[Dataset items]
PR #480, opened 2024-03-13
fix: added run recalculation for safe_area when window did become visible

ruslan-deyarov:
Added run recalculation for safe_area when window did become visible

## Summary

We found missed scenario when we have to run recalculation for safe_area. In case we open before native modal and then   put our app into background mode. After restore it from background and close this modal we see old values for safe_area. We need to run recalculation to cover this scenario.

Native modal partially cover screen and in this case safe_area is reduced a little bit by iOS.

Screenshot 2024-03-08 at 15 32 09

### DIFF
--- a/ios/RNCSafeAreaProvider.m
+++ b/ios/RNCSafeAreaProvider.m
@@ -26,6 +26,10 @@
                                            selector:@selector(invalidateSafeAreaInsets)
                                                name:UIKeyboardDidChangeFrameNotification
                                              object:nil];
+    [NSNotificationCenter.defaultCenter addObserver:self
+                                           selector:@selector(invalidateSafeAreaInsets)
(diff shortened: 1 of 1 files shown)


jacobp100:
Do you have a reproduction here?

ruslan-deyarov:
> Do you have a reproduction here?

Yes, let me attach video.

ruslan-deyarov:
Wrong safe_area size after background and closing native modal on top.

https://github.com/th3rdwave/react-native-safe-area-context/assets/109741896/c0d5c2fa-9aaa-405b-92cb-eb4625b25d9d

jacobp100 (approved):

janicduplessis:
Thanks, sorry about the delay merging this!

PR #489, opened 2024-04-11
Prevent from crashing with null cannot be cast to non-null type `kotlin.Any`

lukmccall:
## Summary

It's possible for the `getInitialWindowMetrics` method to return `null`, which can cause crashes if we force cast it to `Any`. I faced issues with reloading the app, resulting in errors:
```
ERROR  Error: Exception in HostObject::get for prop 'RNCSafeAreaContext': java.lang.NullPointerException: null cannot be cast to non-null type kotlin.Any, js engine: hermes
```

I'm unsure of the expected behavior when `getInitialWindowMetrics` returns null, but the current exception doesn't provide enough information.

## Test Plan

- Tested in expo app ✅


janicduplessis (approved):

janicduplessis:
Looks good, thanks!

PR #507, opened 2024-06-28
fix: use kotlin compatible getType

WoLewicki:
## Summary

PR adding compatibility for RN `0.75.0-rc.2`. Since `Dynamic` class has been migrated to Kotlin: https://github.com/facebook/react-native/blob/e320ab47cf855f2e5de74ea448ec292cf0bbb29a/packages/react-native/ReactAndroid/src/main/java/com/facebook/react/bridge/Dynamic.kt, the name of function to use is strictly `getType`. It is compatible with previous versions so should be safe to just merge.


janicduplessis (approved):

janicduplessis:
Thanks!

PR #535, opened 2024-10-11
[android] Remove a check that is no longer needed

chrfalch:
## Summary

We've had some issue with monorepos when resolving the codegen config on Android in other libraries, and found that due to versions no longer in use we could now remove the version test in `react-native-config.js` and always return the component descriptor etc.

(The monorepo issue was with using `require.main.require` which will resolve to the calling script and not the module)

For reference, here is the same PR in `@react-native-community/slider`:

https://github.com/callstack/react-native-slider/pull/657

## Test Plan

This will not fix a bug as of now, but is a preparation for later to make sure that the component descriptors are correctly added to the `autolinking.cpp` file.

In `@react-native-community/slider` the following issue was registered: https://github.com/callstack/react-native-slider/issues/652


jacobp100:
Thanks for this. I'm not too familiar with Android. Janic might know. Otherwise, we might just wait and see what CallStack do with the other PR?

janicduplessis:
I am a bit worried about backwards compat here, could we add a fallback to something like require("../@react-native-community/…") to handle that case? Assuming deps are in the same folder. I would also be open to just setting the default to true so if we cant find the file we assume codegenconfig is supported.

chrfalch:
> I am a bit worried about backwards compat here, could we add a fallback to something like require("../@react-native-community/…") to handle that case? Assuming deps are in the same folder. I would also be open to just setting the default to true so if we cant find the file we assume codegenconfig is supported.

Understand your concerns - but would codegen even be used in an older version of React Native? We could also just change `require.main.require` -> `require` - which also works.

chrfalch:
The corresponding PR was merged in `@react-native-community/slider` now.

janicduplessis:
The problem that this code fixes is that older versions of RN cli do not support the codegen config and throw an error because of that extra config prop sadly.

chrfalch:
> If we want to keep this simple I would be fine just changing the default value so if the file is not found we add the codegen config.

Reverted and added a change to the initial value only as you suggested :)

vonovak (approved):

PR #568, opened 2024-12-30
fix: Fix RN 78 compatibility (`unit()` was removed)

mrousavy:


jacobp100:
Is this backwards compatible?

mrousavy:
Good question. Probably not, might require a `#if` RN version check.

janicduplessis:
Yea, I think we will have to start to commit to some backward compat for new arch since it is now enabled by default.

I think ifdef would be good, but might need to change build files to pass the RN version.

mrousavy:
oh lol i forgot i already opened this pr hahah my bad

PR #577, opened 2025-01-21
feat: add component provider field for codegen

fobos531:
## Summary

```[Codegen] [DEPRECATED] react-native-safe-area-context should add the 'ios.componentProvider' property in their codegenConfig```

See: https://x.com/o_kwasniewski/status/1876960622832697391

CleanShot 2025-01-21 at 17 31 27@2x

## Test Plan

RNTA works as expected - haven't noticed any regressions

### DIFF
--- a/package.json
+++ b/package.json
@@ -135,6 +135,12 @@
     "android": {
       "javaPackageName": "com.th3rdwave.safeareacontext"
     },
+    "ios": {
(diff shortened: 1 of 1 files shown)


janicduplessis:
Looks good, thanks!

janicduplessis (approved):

* * *

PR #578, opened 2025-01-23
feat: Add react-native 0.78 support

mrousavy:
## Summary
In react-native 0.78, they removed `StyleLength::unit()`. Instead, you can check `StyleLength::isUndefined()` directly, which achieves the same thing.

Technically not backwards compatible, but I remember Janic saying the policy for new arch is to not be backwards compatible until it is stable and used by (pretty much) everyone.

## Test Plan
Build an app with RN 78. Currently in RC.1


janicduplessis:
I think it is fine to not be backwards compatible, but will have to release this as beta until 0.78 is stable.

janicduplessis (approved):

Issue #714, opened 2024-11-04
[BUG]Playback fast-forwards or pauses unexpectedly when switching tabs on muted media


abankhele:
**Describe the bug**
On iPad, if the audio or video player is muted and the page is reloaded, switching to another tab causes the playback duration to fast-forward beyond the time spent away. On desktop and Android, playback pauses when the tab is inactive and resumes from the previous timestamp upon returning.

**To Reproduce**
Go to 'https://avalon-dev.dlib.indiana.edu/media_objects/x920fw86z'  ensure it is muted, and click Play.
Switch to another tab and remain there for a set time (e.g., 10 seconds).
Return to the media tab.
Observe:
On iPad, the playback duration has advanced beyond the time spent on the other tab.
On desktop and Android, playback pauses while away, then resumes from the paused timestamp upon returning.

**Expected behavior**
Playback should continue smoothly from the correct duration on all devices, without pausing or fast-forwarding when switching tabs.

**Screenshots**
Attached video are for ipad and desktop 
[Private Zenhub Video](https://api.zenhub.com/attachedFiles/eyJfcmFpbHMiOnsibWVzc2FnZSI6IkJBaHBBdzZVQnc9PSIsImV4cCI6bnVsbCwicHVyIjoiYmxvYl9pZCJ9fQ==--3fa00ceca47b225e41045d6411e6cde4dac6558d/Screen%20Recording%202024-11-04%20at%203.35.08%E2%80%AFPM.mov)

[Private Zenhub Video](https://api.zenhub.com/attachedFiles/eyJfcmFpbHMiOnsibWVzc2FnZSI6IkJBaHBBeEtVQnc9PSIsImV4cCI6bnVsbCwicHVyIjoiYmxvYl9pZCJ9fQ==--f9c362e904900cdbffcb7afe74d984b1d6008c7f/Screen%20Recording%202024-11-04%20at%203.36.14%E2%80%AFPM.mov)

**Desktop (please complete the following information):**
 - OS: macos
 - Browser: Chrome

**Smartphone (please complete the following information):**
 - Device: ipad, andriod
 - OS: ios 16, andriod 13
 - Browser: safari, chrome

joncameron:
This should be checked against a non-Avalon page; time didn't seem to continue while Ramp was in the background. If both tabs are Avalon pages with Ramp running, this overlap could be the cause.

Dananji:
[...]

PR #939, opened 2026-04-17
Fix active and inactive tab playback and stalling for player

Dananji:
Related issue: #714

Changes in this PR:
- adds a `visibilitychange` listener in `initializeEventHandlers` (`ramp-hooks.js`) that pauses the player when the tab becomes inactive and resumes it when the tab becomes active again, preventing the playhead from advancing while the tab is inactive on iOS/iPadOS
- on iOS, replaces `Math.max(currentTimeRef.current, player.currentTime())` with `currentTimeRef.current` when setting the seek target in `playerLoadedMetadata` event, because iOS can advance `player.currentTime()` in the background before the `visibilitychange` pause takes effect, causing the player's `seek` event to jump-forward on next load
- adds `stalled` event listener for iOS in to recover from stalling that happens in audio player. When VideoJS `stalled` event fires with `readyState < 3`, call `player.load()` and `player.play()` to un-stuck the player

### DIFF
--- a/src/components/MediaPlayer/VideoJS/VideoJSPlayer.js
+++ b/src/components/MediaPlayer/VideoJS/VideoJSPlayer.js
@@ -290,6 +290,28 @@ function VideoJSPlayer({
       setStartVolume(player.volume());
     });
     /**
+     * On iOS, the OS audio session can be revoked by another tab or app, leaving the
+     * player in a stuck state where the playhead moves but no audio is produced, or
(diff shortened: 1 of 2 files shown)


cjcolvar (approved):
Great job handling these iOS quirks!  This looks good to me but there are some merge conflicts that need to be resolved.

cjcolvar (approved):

--

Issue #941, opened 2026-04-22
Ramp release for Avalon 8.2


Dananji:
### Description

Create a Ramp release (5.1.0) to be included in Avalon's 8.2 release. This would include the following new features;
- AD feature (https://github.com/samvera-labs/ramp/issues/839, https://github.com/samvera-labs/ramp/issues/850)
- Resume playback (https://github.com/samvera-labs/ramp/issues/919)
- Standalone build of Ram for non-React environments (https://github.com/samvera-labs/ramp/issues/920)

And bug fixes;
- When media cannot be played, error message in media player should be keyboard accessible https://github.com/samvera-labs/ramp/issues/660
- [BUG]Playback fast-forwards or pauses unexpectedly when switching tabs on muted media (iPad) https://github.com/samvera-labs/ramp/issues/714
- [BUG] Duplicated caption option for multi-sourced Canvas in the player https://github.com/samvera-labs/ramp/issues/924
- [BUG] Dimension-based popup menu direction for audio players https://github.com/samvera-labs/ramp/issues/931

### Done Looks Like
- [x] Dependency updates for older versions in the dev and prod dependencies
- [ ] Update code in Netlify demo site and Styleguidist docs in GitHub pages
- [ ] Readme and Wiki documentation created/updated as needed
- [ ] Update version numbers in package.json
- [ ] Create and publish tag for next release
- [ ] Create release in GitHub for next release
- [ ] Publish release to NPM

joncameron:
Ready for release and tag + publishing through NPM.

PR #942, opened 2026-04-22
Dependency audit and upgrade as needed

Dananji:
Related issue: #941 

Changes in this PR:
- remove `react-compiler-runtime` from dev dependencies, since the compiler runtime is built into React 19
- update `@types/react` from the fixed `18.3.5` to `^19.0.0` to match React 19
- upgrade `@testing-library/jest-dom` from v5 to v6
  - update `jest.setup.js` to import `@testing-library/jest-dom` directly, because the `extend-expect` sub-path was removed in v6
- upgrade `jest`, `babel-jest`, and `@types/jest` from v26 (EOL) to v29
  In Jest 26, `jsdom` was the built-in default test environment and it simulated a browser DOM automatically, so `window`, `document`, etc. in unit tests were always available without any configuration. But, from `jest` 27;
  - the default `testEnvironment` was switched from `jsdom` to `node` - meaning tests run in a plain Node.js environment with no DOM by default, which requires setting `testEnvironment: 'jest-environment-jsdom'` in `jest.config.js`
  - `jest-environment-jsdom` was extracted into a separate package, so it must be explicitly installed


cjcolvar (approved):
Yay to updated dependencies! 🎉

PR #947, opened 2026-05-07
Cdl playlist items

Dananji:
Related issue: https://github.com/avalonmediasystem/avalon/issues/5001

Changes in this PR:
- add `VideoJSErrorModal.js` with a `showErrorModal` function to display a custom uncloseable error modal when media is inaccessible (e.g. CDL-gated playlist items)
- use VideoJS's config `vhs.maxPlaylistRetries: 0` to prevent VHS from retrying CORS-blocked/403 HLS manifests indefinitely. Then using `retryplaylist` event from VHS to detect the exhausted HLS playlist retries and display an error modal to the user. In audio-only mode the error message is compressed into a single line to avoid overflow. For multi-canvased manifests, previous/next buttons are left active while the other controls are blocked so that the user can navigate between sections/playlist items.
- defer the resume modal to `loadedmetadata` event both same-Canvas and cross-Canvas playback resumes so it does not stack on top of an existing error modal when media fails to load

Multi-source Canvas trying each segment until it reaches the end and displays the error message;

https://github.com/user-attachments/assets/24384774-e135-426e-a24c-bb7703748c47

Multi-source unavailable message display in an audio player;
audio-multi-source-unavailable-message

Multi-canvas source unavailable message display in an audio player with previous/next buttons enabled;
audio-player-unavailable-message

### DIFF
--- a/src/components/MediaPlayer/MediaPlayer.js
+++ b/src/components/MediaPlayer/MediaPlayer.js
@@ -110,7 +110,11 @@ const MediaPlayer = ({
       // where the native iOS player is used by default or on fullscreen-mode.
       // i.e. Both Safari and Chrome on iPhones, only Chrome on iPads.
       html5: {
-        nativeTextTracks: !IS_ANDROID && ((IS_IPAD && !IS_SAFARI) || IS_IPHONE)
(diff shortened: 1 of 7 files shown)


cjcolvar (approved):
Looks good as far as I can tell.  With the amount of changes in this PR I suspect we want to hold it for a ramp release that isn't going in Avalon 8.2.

- What this task involves
Set down precisely the lines above between the line holding "(diff shortened: 1 of 7 files shown)" and the line holding "Looks good as", inclusive, and nothing beyond them.

- Solution
(diff shortened: 1 of 7 files shown)


cjcolvar (approved):
Looks good as far as I can tell.  With the amount of changes in this PR I suspect we want to hold it for a ramp release that isn't going in Avalon 8.2.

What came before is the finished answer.